War es ein Versehen oder eine besonders subtile Form der Strafe? Atilla Selek hat bei der Aussetzung seiner Strafe zur Bewährung vom Oberlandesgericht Düsseldorf Auflagen bekommen, die nun manchem baden-württembergischen Polizisten Bauchmerzen bereiten. Denn das OLG  hat verfügt, dass Atilla Selek in Freiburg leben und dort seine Schulausbildung beenden soll. Freiburg erwartet aber Ende September den Besuch des Papstes. Und die örtliche Polizei kann eine Menge gebrauchen (zum Beispiel Verstärkung), aber nicht auch noch einen islamistischen Terrorhelfer in der Bewährung als zusätzliche Aufgabe. Das Problem an der Sache: Wenn sich Selek an die Auflagen des OLG hält, ist er zugleich ein Risikofaktor für den Papstbesuch. Eine echte Zwickmühle.

Beim Planungsstab der Polizei („BAO Mitra“) für den Papstbesuch heißt es dazu: „Die Personalie ist bekannt, wir sind dran, eine Lösung zu suchen“. Wie eine Lösung aussehen kann, dazu gibt es offiziell keinen Kommentar. Besonders viele Möglichkeiten gibt es aber nicht.

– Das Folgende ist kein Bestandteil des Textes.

PR #4802, opened 2024-06-21
MPP-4763: Move user creation methods to `privaterelay.tests.utils`

jwhitlock:
Helper functions like `make_free_test_user` are used all over the code. This moves them from `emails.tests.model_tests` to `privaterelay.tests.utils`, which will make even more sense when `Profile` moves to `privaterelay.models`.


groovecoder (approved):
Checks pass; code looks good.

PR #4820, opened 2024-06-27
MPP-3835: Workaround next/image's inline style for SVG images

jwhitlock:
Next.js's `Image` from `next/image` adds an inline style `style="color:transparent"` to some images, such as the logo image:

Ein „Sicherheitsgespräch“ kommt in Betracht, bei dem man ganz offen mit dem Betroffenen die Situation bespricht und ihm klar macht, welches Verhalten für beide Seiten das Beste wäre: Nur zur Ausbildung das Haus verlassen und während des Papstbesuchs ansonsten in der eigenen Wohnung zu bleiben. Rechtlich wäre auch eine präventivpolizeiliche Verfügung möglich, dass Selek während des Papstbesuchs gewisse Stadtbereiche meiden muss. Aber auch das müsste man dann kontrollieren. Ergänzend kommt schließlich eine (verdeckte) Observation oder eine offene Überwachung in Frage. Polizeibeamte würden dann mehr oder weniger rund um die Uhr Atilla Selek begleiten – so wie sie es mit den freigelassenen, ehemals sicherheitsverwahrten Straftätern tut.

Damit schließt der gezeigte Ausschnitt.